Reprise incertaine
On a souvent prophétisé à tort la mort du grand écran face à la concurrence de la télévision, puis de la VHS, du DVD et aujourd’hui du streaming. Imposant la fermeture des cinémas durant de longs mois, la pandémie risquait d’accélérer son déclin. Le public, désormais habitué aux soirées Netflix, allait-il retrouver le chemin des salles obscures?
Oui, selon les entrées enregistrées en Suisse l’an dernier. Malgré les dernières restrictions sanitaires, levées en avril, la fréquentation a grimpé de 62 % par rapport à 2021. Et avec 617 salles exploitées, «la disparition des cinémas, si souvent évoquée, n’a donc pas eu lieu», conclut Procinema, association suisse des exploitants et distributeurs de films.

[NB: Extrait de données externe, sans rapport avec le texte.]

PR #212, opened 2021-03-05
Make video mode default for ZWO cameras

jamienoss:


ehpor (approved):
Seems good. I know you know this, but for documentation purposes: there are still two default parameters in hicat-package that need switching: in `hicat/hardware/testbed.py#L280` and `hicat/simulators/SimZwoCamera.py#L180`.

PR #216, opened 2021-03-12
Add reversed sign based on poppy version in piston too

ivalaginja:
Follow-up to #187 

If we assume poppy to be consistent within itself, which it is, we will also need a sign inversion in piston when passing IrisAO commands to the emulator, this PR adds that, in the same way like for the tip/tilt commands.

Cela dit, si la tendance est à la hausse, l’inquiétude demeure. L’affluence observée en 2022 reste en effet inférieure de 30 % à celle d’avant la pandémie. Idem en France (-27 %), en Allemagne ou au Royaume Uni (-34 %), mais les Etats-Unis accusent une baisse supérieure à 35 % et l’Italie à 51 %. En revanche, le choc du covid n’a pas bousculé les équilibres en place. La production américaine domine toujours avec Top Gun: Maverick, Les Minions 2 et Avatar 2, pour une part de marché à 67.88 %; tandis que le cinéma européen (21,38 %) et suisse (5,11 %) se maintiennent. Dans le climat actuel, incitant à la frilosité, l’écart entre blockbusters et films d’auteur pourrait encore se creuser. Comme le souligne Thierry Jobin, directeur du Festival international du film de Fribourg, «c’est un fait que les distributeurs en Suisse et dans le monde prennent moins de risques aujourd’hui».

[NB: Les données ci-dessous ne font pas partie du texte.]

PR #218, opened 2021-03-22
CATKIT-91 Fix numpy size compatibility issue.

jamienoss:
Summary (ignoring chaos and stupidity):

numpy 1.20 added stuff to the ndarray C struct which changed its size. This results in a compatibility issue with some compiled code, e.g., like that in photutils, throwing the error:
```python
E   ValueError: numpy.ndarray size changed, may indicate binary incompatibility. Expected 88 from C header, got 80 from PyObject
```

1. catkit CI runs its tests and hicat's in separate CI jobs, however, the catkit-only tests were still using the hicat env which caused me to waste a day chasing my own tail.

Procinema constate ainsi que «le secteur ne se rétablit que lentement». A ce rythme, il faudra sans doute attendre deux ou trois ans pour voir la fréquentation renouer avec les chiffres d’avant la pandémie. Et rien n’est moins sûr. Certes, dans une enquête fédérale réalisée à l’automne 2022, les deux tiers de la population suisse se disaient prêts à reprendre sans réserve les sorties culturelles. Mais près de la moitié des personnes interrogées affirmaient aussi avoir pris l’habitude de rester à la maison et fréquenter moins souvent les établissements culturels. Si les résultats de l’an dernier sont encourageants, l’avenir s’avère encore bien incertain. Victimes d’un «covid long», les salles sont encore en convalescence.